Sending events to Datadog is reasonably straightforward, as shown here:

from datadog import apidef create_log_event(
title: str,
text: str,
tags: List[str],
alert_type: str = "info"
) -> None:
"""Helper function to create a Datadog monitoring event

Parameters
----------
title: str
Title of the event
text: str
Detail text of the event
tags: List[str]
Custom tags to filter events in the Datadog console
alert_type: str
Alert type of the event, "info" by default
"""
api.Event.create(
title=title,
text=text,
tags=tags + ["source:etl_container"],
alert_type=alert_type,
)

Data Catalog

One common problem for data warehouse users is the inability to get an overview of the data. To address this, we provided our users with a data catalog based on Metabase, a web interface that allows them to view and explore the data on their own. By utilizing Metabase’s built-in visualization and query builder, our project teams can quickly derive insights or get a first impression of the data. We also provide our teams with pre-made dashboards to jumpstart their analysis.

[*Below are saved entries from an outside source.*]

PR #127, opened 2025-11-10
RIP symbol manager

ichumuh:
- Renames Symbol to FloatVariable, to avoid naming confusion and consistent naming with EQL. Casadi Symbols are like Variables in EQL
- Deleted Symbol Manager:
  - FloatVariables are now used by creating subclasses, which know how to resolve them. This means casadi expressions can be evaluated without a SymbolManager. just do any_casadi_expression.evaluate(), just like in EQL
  - Two FloatVariable with the same name are not unique anymore. This allows us to have two copies of the same with in the same process
  - There is still a mapping from casadi symbol to FloatVariable based on hash, which i need for .evaluate()
- FloatVariables have a PrefixedName instead of str. Makes it more consistent with everything else
- There is a bug with the caching again, where i can get old dofs in certain situations. my solution is to clear the cache of `get_degree_of_freedom_by_name` when i delete. Maybe @LucaKro has a better idea.
- _connection_T_child_expression of connections is private now, because we don't want ORM to log them. They are recreated by the post_init of connectionts


src/semantic_digital_twin/orm/model.py
```diff
@@ -99,7 +98,7 @@ class Vector3Mapping(AlternativeMapping[Vector3]):
 
     @classmethod
     def create_instance(cls, obj: Vector3):
-        x, y, z, _ = symbol_manager.evaluate_expr(obj).tolist()
+        x, y, z, _ = obj.to_np().tolist()
```
AbdelrhmanBassiouny: I would prefer to_numpy()  than to_np here tbh

src/semantic_digital_twin/spatial_types/spatial_types.py
```diff
@@ -1334,10 +1358,10 @@ def is_false_symbol(expression: Expression) -> bool:
 def logic_and(*args: ScalarData) -> ScalarData:
     assert len(args) >= 2, "and must be called with at least 2 arguments"
     # if there is any False, return False
-    if [x for x in args if is_false_symbol(x)]:
+    if [x for x in args if is_const_binary_false(x)]:
```
AbdelrhmanBassiouny: can be optimized by using any()
```python
if any(is_const_binary_false(x) for x in args)
```

src/semantic_digital_twin/spatial_computations/forward_kinematics.py
```diff
@@ -93,7 +93,7 @@ def compile(self) -> None:
                 continue
             collision_fks.append(self.child_body_to_fk_expr[body.name])
         collision_fks = cas.Expression.vstack(collision_fks)
-        params = [v.symbols.position for v in self.world.degrees_of_freedom]
+        params = [v.variables.position for v in self.world.degrees_of_freedom]
```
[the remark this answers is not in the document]
ichumuh: yes they have multiple variables, one for position, vel, acc and jerk

AbdelrhmanBassiouny (approved):

LucaKro (approved):

ichumuh:
i'm not actively working on something here, except for occasional bug fixes. the current semdt giskard that suturo is using relies on the symbol manager. if we merge it, I'd have to fix it.
I'd rather wait a little longer until my motion statechart refactoring is done. Or does anybody need this right now?

PR #131, opened 2025-11-12
Object knowledge

Tigul:
# Description 
Adds a semantic annotation for perceived objects and a few simple examples. 

Also extends the ray tracer with min and max distance parameters which allow to specify how near or far an object can be to be considered a hit.

### DIFF
--- a/src/semantic_digital_twin/world_description/world_entity.py
+++ b/src/semantic_digital_twin/world_description/world_entity.py
@@ -860,6 +860,7 @@ class Connection(WorldEntity, SubclassJSONSerializer):
         self._world = world
 
     def __post_init__(self):
+
         self.name = self.name or self._generate_default_name(
             parent=self.parent, child=self.child
         )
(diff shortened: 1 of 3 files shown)


src/semantic_digital_twin/world_description/world_entity.py
```diff
@@ -408,6 +408,18 @@ def _from_json(cls, data: Dict[str, Any], **kwargs) -> Self:
...
+    def get_semantic_annotations_by_type(
+        self, type_: Type[GenericSemanticAnnotation]
+    ) -> List[GenericSemanticAnnotation]:
+        """
+        Returns all semantic annotations of a given type which belong to this body.
+        :param type_: The type of semantic annotations to return.
+        :returns: A list of semantic annotations of the given type.
+        """
+        return list(
+            filter(lambda sem: isinstance(sem, type_), self._semantic_annotations)
```
LucaKro: please filter it like this:
```Python
[sem for sem in self._semantic_annotations if isinstance(sem, type_)]
```
1. im pretty sure its faster due to list comprehension
2. its how we have done it in all similar usecases in the codebase
3. in my opinion its more readable, because no lambda, no casting at the end, and it just reads straight forward

LucaKro (changes requested):

src/semantic_digital_twin/world_description/world_entity.py
Tigul: I don't see a benefit in doing that. 
1. Even if it would be faster the speedup is so small that it is not measurable. 
2. Fair but I think this is more readable. 
3. That is a very subjective thing. I think the way it is is more readable because the filter tells you exactly what is being done and it reads straight forward.

LucaKro (approved):

PR #141, opened 2025-11-25
Upgrades to KRROOD==2.0.1

tomsch420:


src/semantic_digital_twin/adapters/ros/messages.py
```diff
@@ -64,7 +64,7 @@ class Message(SubclassJSONSerializer, ABC):
     def to_json(self) -> Dict[str, Any]:
         return {
             **super().to_json(),
-            "meta_data": self.meta_data.to_json(),
+            "meta_data": to_json(self.meta_data.to_json()),
```
ichumuh: not `to_json(self.meta_data)`?

src/semantic_digital_twin/adapters/ros/messages.py
```diff
@@ -178,23 +174,25 @@ class WorldModelSnapshot(SubclassJSONSerializer):
...
+                "prefixed_names": to_json(self.prefixed_names),
+                "states": to_json(list(self.states)),
             },
         }
 
     @classmethod
     def _from_json(cls, data: Dict[str, Any], **kwargs) -> Self:
         state = data.get("state", {})
+
+        # Support both legacy top-level fields and the nested 'state' structure
```
ichumuh: why both?

src/semantic_digital_twin/datastructures/prefixed_name.py
```diff
@@ -25,11 +25,18 @@ def __eq__(self, other):
...
+            **super().to_json(),
+            "name": to_json(self.name),
+            "prefix": to_json(self.prefix),
+        }
 
     @classmethod
     def _from_json(cls, data: Dict[str, Any], **kwargs) -> Self:
-        return cls(name=data["name"], prefix=data["prefix"])
+        return cls(
+            name=from_json(data["name"], **kwargs),
```
LucaKro: same here, why do we need this change? why not keep it the same as before

src/semantic_digital_twin/adapters/ros/messages.py
ichumuh: which test? is it a hardcoded one? i don't see the point in supporting the old to_json implementation. shouldn't all jsons be produced be the same version of semdt?

PR #144, opened 2025-11-27
SymbolicType and thus float variables and expressions are not symbols

ichumuh:
you can now query for expressions and float variables


AbdelrhmanBassiouny (approved):

ichumuh:
this needs a new krrood version to pass

LucaKro (approved):
approve when the tests pass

Self Service Visualizations with the Data Catalog

Automation

To be as efficient and standardized as possible, we automated the onboarding of new teams to Snowflake by creating our own CLI. The CLI allows us to create a new reader account using our naming conventions, which complements our efforts to develop standardized processes around our data platform.

Fortunately, Snowflake simplifies the process of creating the CLI, since every necessary operation can be executed via SQL. As part of the process, we share every credential via an API-based password manager, thus eliminating the need for manual actions. With this type of automation, we can onboard new project teams in a matter of seconds.

Conclusion

The final Lighthouse architecture enables us to create and maintain a resilient, scalable, and decoupled data platform capable of supporting 100+ TB of data, while simultaneously being cost-efficient and straightforward to manage. Without the need to spend time on managing any infrastructure, we can concentrate on creating value by adding more features and data to the platform. This flexible architecture can efficiently serve as a blueprint for upcoming projects and lower our project teams’ and clients’ time-to-value.